PR #3986, opened 2025-04-08
feat: Allow network managers to upload custom fonts

SteelWagstaff:
Introduce a comprehensive custom fonts feature for Pressbooks, allowing network administrators to upload, register, and use custom font files across web, PDF, and EPUB exports. The implementation includes backend logic for handling font uploads, frontend admin UI, integration with the SCSS compilation pipeline, and test shims for file uploads. It also updates the font selection logic to include custom fonts in relevant UI and export contexts. Addresses https://github.com/pressbooks/ideas/issues/523. 

**Custom Fonts Management and Integration:**

* Add a new admin submenu page for uploading and managing custom fonts, including a Blade template for the UI and backend handlers for form submission, file validation, and storage. Uploaded fonts are registered as site options and their CSS is generated automatically. Also supports removal of font variants and deleting font families. (`inc/admin/customfonts/namespace.php`, `templates/admin/custom-fonts.blade.php`, `hooks-admin.php`, `inc/admin/laf/namespace.php`, `requires-admin.php`) [[1]](diffhunk://#diff-693213a353bbc9e4550824feefbffa207f1bb4061398e0f9905540e8357d8121R1-R179) [[2]](diffhunk://#diff-c1e32cdbc03a3f29becc20fcdbaece07aaa7b8da0f249a95cbfa556915cb21dcR1-R86) [[3]](diffhunk://#diff-22bd10ffa96e759d116f39767554f68c8559aa9f379e8b6dc6f132854e6a0729R59-R62) [[4]](diffhunk://#diff-f22cdc03da7e566f78087bda7488a4de9313b2fd11f2045771ebaf381ad8283eR635-R643) [[5]](diffhunk://#diff-dfd5946767e93695717fc3f7cc64917df3f34457c644a75eb357112da75b7db9R15)

* Integrate custom fonts into the font selection logic for the ShapeShifter UI, ensuring user-uploaded fonts appear alongside built-in options and are sorted alphabetically. (`inc/class-styles.php`) Checks for deleted fonts and automatically removes them from Shapeshifter selector the next time the relevant them setting page loads if font families are deleted.

* Prepend custom font `@font-face` CSS declarations to the SCSS before compilation for web, PDF, and EPUB exports, ensuring custom fonts are available in all output formats. (`inc/class-globaltypography.php`, `inc/modules/themeoptions/class-weboptions.php`, `inc/modules/themeoptions/class-pdfoptions.php`, `inc/modules/themeoptions/class-ebookoptions.php`) [[1]](diffhunk://#diff-5ff5ba45956033a2f33cf70928056d55757f8ad79c3cc244619f7ab8254c9834R517-R536) [[2]](diffhunk://#diff-f57f4c99a1e1b8e1ba2f76820a5da63e6e36a4c6a00fd67158297ce08a754815R12) [[3]](diffhunk://#diff-f57f4c99a1e1b8e1ba2f76820a5da63e6e36a4c6a00fd67158297ce08a754815R639-R641) [[4]](diffhunk://#diff-3efbd46e49eae8dcf6b262eaf47258e9eff416b2bcfdf466ac425e26b3d95115R14) [[5]](diffhunk://#diff-3efbd46e49eae8dcf6b262eaf47258e9eff416b2bcfdf466ac425e26b3d95115R2240-R2242) [[6]](diffhunk://#diff-f398dd033d11b1a344770234dd9652af9945a41cba95d9018c9bdb041e14b819R11-R12) [[7]](diffhunk://#diff-f398dd033d11b1a344770234dd9652af9945a41cba95d9018c9bdb041e14b819R633-R635)

* Add test-only shims for file upload functions in the custom fonts namespace to facilitate PHPUnit tests, and update the test bootstrap to load these shims. (`tests/bootstrap-customfonts-shim.php`, `tests/bootstrap.php`) [[1]](diffhunk://#diff-c55fc7029451c10e1fc89c2f85e55f8bc00b4124260578239a360179f00440edR1-R29) [[2]](diffhunk://#diff-96a82592013e5f4b91e682332583b7a4a6ca1ff0431d267c61179b1a21b167daR30-R34)

* Add minor updates for Sass handling, including a new `getVariables` method for debugging and a typo fix in a comment. (`inc/class-sass.php`) [[1]](diffhunk://#diff-8bdbba8d5cba56b923b3e62374cac2e44485c781d5f186e0e0c7552b9a87aed2R37-R43) [[2]](diffhunk://#diff-8bdbba8d5cba56b923b3e62374cac2e44485c781d5f186e0e0c7552b9a87aed2L313-R320)
 
* Update PHPUnit configuration to include polyfills and remove unnecessary exclusions. (`phpunit.xml`)


inc/class-sass.php
```diff
@@ -34,6 +34,13 @@ public function setVariables( array $vars ) {
 		$this->vars = array_merge( $this->vars, $vars );
 	}
 
+    /**
+     * Get variables. Helpful for debugging.
+     */
+    public function getVariables() {
```
SteelWagstaff: This class had a setter but not a getter, so I created one.

inc/class-sass.php
```diff
@@ -310,7 +317,7 @@ protected function logException( \Exception $e ) {
 	}
 
 	/**
-	 * Write CSS to a a debug dir
+	 * Write CSS to a debug dir
```
SteelWagstaff, line 320: Fixed a typo

inc/admin/customfonts/namespace.php
```diff
@@ -0,0 +1,163 @@
+<?php
+/**
+ * @author Steel Wagstaff
+ * @license  GPLv3 (or any later version)
+ */
+
+namespace Pressbooks\Admin\CustomFonts;
```
SteelWagstaff, line 7: I'm not super experienced with creating namespaces, so I might be doing this wrong, but I'm trying new things!

hooks-admin.php
```diff
@@ -54,6 +54,10 @@
 add_action( 'admin_menu', '\Pressbooks\Admin\Diagnostics\add_menu', 30 );
 add_action( 'init', [ '\Pressbooks\Admin\SiteMap', 'init' ] );
 add_action( 'init', '\Pressbooks\Admin\Laf\remove_emoji' );
+
+// Custom Font Actions
+add_action( 'admin_post_pb_save_custom_fonts', '\Pressbooks\Admin\CustomFonts\handle_form_submission' );
```
SteelWagstaff, line 61: Add form submission handler action. I think this is the right place for that, but not 100% sure.

templates/admin/custom-fonts.blade.php
```diff
@@ -0,0 +1,81 @@
+{!! $notices ?? '' !!}
+
+<div class="wrap">
+    <h1>{{ __('Upload Custom Font', 'pressbooks') }}</h1>
+    <p>Upload custom font files for any additional font families you want to make available for books on your network. Permitted file types: .otf, .ttf, .woff, .woff2.</p>
```
greatislander: Localize this.

SteelWagstaff:
@cmurtagh I discussed this PR with @greatislander today. He will perform initial review and add any comments/suggestions.

SteelWagstaff:
@codecov

templates/admin/custom-fonts.blade.php
SteelWagstaff: Done

SteelWagstaff:
@greatislander my tests could definitely use some work. I'm very open to suggestions/recommendations here. I'm still a novice when it comes to unit tests.

inc/class-styles.php
```diff
@@ -733,32 +733,46 @@ public function isShapeShifterCompatible() {
...
-			'Libre Franklin' => __( 'Libre Franklin', 'pressbooks' ),
-			'Montserrat' => __( 'Montserrat', 'pressbooks' ),
-			'Noto Sans' => __( 'Noto Sans', 'pressbooks' ),
-			'Open Sans' => __( 'Open Sans', 'pressbooks' ),
-			'Raleway' => __( 'Raleway', 'pressbooks' ),
-			'Roboto' => __( 'Roboto', 'pressbooks' ),
-			'Rubik' => __( 'Rubik', 'pressbooks' ),
-			'Source Sans Pro' => __( 'Source Sans Pro', 'pressbooks' ),
+			'Alegreya Sans' => 'Alegreya Sans',
+			'Barlow' => 'Barlow',
```
greatislander, line 748: It looks like Atkinson Hyperlegible Next was removed from this list.

templates/admin/custom-fonts.blade.php
```diff
@@ -0,0 +1,81 @@
...
+            </tr>
+
+            <!-- Font Fallback Options -->
+            <tr>
+                <th><label for="font_fallback">{{ __('Font Fallback', 'pressbooks') }}</label></th>
+                <td>
+                    <select name="font_fallback" id="font_fallback" required>
+                        <option value="sans-serif">{{ __('Sans-serif', 'pressbooks') }}</option>
+                        <option value="serif">{{ __('Serif', 'pressbooks') }}</option>
+                    </select>
```
greatislander: I'd suggest using radio buttons here instead.

templates/admin/custom-fonts.blade.php
```diff
@@ -0,0 +1,81 @@
...
+                <th>{{ __('Font Fallback', 'pressbooks') }}</th>
+            </tr>
+            </thead>
+            <tbody>
+            @foreach ($fonts as $font)
+                <tr>
+                    <td>{{ esc_html( $font['name'] ?? '' ) }}</td>
+                    <td>
+                        @foreach (($font['files'] ?? []) as $variant => $file)
+                            <a href="{{ esc_url( $file['file'] ?? '' ) }}" target="_blank">{{ esc_html( ucwords(str_replace('_', ' ', $variant)) ) }}</a><br>
```
greatislander: You'll need to add `(opens in new window)` here as visually hidden text if you're using `target="_blank"`.

greatislander (changes requested):
Some initial feedback. Doing a deeper dive now.

greatislander (commented):
I'm not sure that the download links in the Registered Fonts table are that useful. If you want to keep them they need to have visually hidden text with the font name otherwise you might end up with a number of rows with links that all say "Regular", "Italic", etc. I would also suggest adding the `download` attribute to the link: https://developer.mozilla.org/en-US/docs/Web/HTML/Reference/Elements/a#download

greatislander (changes requested):
It looks like you can modify existing fonts by uploading with the same name. I don't think this is a good approach as it is not intuitive and risks data loss (someone accidentally overwriting a font which is already in use). I think you should build in some sort of editor for an existing font record. We could discuss different approaches to that, @SteelWagstaff.

greatislander (commented):
I assume there's no ability to delete fonts because they might be used somewhere? I think the implications of this feature raise some questions particularly when there are multiple administrators managing the custom fonts. It would be good to discuss the expectations for the feature and possible edge cases.

inc/admin/customfonts/namespace.php
```diff
@@ -0,0 +1,165 @@
...
+			$format = isset( $format_map[ $ext ] ) ? $format_map[ $ext ] : 'truetype';
+			$custom_css .= "@font-face {
+			font-family: '{$family}';
+            font-style: {$style};
+            font-weight: {$weight};
+            src: url('{$url}') format('{$format}');
+        }\n\n";
+		}
+
+		$css_file_path = WP_CONTENT_DIR . '/uploads/assets/custom-fonts/_custom-fonts.scss';
```
greatislander: This doesn't need to be SCSS; I'd suggest writing a `.css` file and it can be imported as such.

greatislander (dismissed):

inc/admin/customfonts/namespace.php
SteelWagstaff: Ok -- I'll need to adjust the accompanying PR as well then

SteelWagstaff:
@greatislander I made several small changes to address your initial review comments. I'd be happy to discuss options for managing/deleting existing file uploads, but am wary of over-engineering a solution instead of giving people something that at least meets their minimal needs sooner rather than later. The users of this feature will all be network managers who generally 'know what they're doing' or can be given simple instructions for how to use the available feature (including how to replace font files).

inc/admin/customfonts/namespace.php
SteelWagstaff: Done

cmurtagh:
@greatislander When you have a moment, could you have a look at this and see if there's anything else needed for this. Happy to talk about it tomorrow too.

SteelWagstaff:
@greatislander occasionally Google or others will release a new version of a typeface, sometimes with extra glyphs, etc. The current behavior would allow a network manager to easily replace an existing font with its replacement, I believe

arzola (changes requested):
@MichelleWeremczuk and I think that's important to being able to delete uploaded fonts, specially when they were uploaded by mistake, I know we can "override" the uploaded font with a new one but the previous font remains in the uploads directory.

Right now is like

image

SteelWagstaff:
Allowing network manager to delete typeface will add some complications for users at the book level, especially if a book has already chosen to use an uploaded font in the Shapeshifter array. What would you expect the fallback to return to if a font a book user had selected has been deleted? How/when would the fallback be implemented and saved?

inc/admin/customfonts/namespace.php
```diff
@@ -0,0 +1,323 @@
...
+			}
+		}
+	}
+
+	unset( $fonts[ $slug ] );
+	update_site_option( 'pressbooks_custom_fonts', $fonts );
+	generate_custom_font_css();
+
+	// Reset theme options for books that were using this font
+	reset_books_using_font( $font_name );
```
SteelWagstaff: @arzola this is the piece I worry most about. it's going to be an expensive, time consuming operation, especially for large networks.

inc/admin/customfonts/namespace.php
```diff
@@ -0,0 +1,323 @@
...
+	return;
+}
+
+/**
+ * Iterate over all sites in the network and clear any shapeshifter font selections
+ * that reference a deleted font, resetting them to the theme default (empty string).
+ *
+ * @param string $font_name The human‑readable font family name that was deleted.
+ */
+function reset_books_using_font( string $font_name ) {
```
SteelWagstaff: @arzola I'm not sure if there's a better way than this. Open to ideas.

SteelWagstaff: Ideally, we'd make this lazy -- leave the setting as is, make sure the font-family stack contains stable fallbacks and simply update the setting the next time a book admin touches the theme settings. Not sure if that's feasible though.

SteelWagstaff: I think this could be better approach:

Instead of proactively resetting every book, *do nothing at deletion time and let the font gracefully fall back at render time*. Font values only matter when SCSS is compiled. If the font name in the option doesn't match any available font, it simply won't render — the browser/PDF engine will use the CSS fallback stack. We could then add a lightweight check to clean up broken selections whenever a book's theme options page loads

Proposed approach:

1. Remove `reset_books_using_font()` entirely
2. In `getShapeShifterFonts()`, the deleted font will no longer appear in the dropdown — so no new books can select it
3. In the SCSS compilation path (e.g. `class-weboptions.php`), the font name is just set as a SCSS variable. If the `@font-face` declaration no longer exists (because `generate_custom_font_css()` removed it), the browser simply falls back to the next font in the CSS font-family stack (which will typically be system `serif` or `sans-serif` fonts).
4. Add a lightweight check when a book's theme options page loads to clean up stale references one book at a time. Key improvement would be that this is ONLY run when someone actually visits an affected book's theme settings.

SteelWagstaff:
I pushed a change that iterates through every book to reset theme options whenver a font is deleted. I think that's an expensive and unneccesary approach upon more careful consideration. Instead of proactively resetting every book, I think it would be wiser to do nothing at deletion time and let the font gracefully fall back at render time. Font values only matter when SCSS is compiled. If the font name in the option doesn't match any available font, it simply won't render; the browser/PDF engine will use the CSS fallback stack. We could then add a lightweight check to clean up broken selections whenever a book's theme options page loads

Proposed approach:

1. Remove `reset_books_using_font()` entirely
2. In `getShapeShifterFonts()`, the deleted font will no longer appear in the dropdown — so no new books can select it
3. In the SCSS compilation path (e.g. `class-weboptions.php`), the font name is just set as a SCSS variable. If the @font-face declaration no longer exists (because `generate_custom_font_css()` removed it), the browser simply falls back to the next font in the CSS font-family stack. We just need to make sure that the font-family stack includes theme defaults (after any shapeshifter-specific values)
4. Add a lightweight check when a book's theme options page loads to clean up stale references one book at a time. Key improvement would be that this is ONLY run when someone actually visits an affected book's theme settings.

SteelWagstaff:
If we go this route, we have a slightly different problem. Suppose you uploaded a custom font and used it via Shapeshifter in a book. Once you delete this font family, the book will display our fallback stack (which includes default system serif/sans-serif fonts, instead of the theme default), unless/until a book admin visits & saves the relevant theme options page.

We could do one of two things:
1. Accept this brief degradation to serif/sans-serif only during the window between deletion and the next admin visit/save of theme options (when lazy cleanup fires and CSS recompiles). 

2. Always load the theme defaults alongside the custom font in [_fonts.scss] and use CSS variables. Better fallback, small permanent overhead, since we'd be loading the theme's default fonts even when we don't actually need them (i.e. when the custom font is NOT deleted).

If we wanted to do option 2, we'd need to make this change in pressbooks-book (and child themes) by updating the font-family stack login in three places:

https://github.com/pressbooks/pressbooks-book/blob/128361c4a3d6bbd61077c7ff4932df42b6ab58f4/assets/styles/web/_fonts.scss#L18-L31

https://github.com/pressbooks/pressbooks-book/blob/128361c4a3d6bbd61077c7ff4932df42b6ab58f4/assets/styles/prince/_fonts.scss#L18-L36

https://github.com/pressbooks/pressbooks-book/blob/128361c4a3d6bbd61077c7ff4932df42b6ab58f4/assets/styles/epub/_fonts.scss#L18-L32

I think it's fine going the simpler route in step 1. At present, I have javascript warning that displays when a network manager attempts to delete a font family that reads: `Are you sure you want to delete this font family? Any books currently using it will need to have their theme settings updated to replace this font with a desired replacement.`

assets/src/styles/admin.scss
```diff
@@ -400,3 +400,16 @@ html #wpadminbar {
     }
   }
 }
+
```
SteelWagstaff, line 403: Styles for new font display table.

SteelWagstaff:
Several updates pushed. You should now be able to remove font variants and delete font families with a brief javascript confirmation that must be consented to before the form is submitted and the fonts are deleted/removed. Table layout and styling now matches @MichelleWeremczuk recommendations and are responsive.

arzola (approved):
LGTM and works as expected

# Problem to solve
For an answer, give a copy of every line in the listing that holds the word "PHPUnit".

# Problem solution
* Add test-only shims for file upload functions in the custom fonts namespace to facilitate PHPUnit tests, and update the test bootstrap to load these shims. (`tests/bootstrap-customfonts-shim.php`, `tests/bootstrap.php`) [[1]](diffhunk://#diff-c55fc7029451c10e1fc89c2f85e55f8bc00b4124260578239a360179f00440edR1-R29) [[2]](diffhunk://#diff-96a82592013e5f4b91e682332583b7a4a6ca1ff0431d267c61179b1a21b167daR30-R34)
* Update PHPUnit configuration to include polyfills and remove unnecessary exclusions. (`phpunit.xml`)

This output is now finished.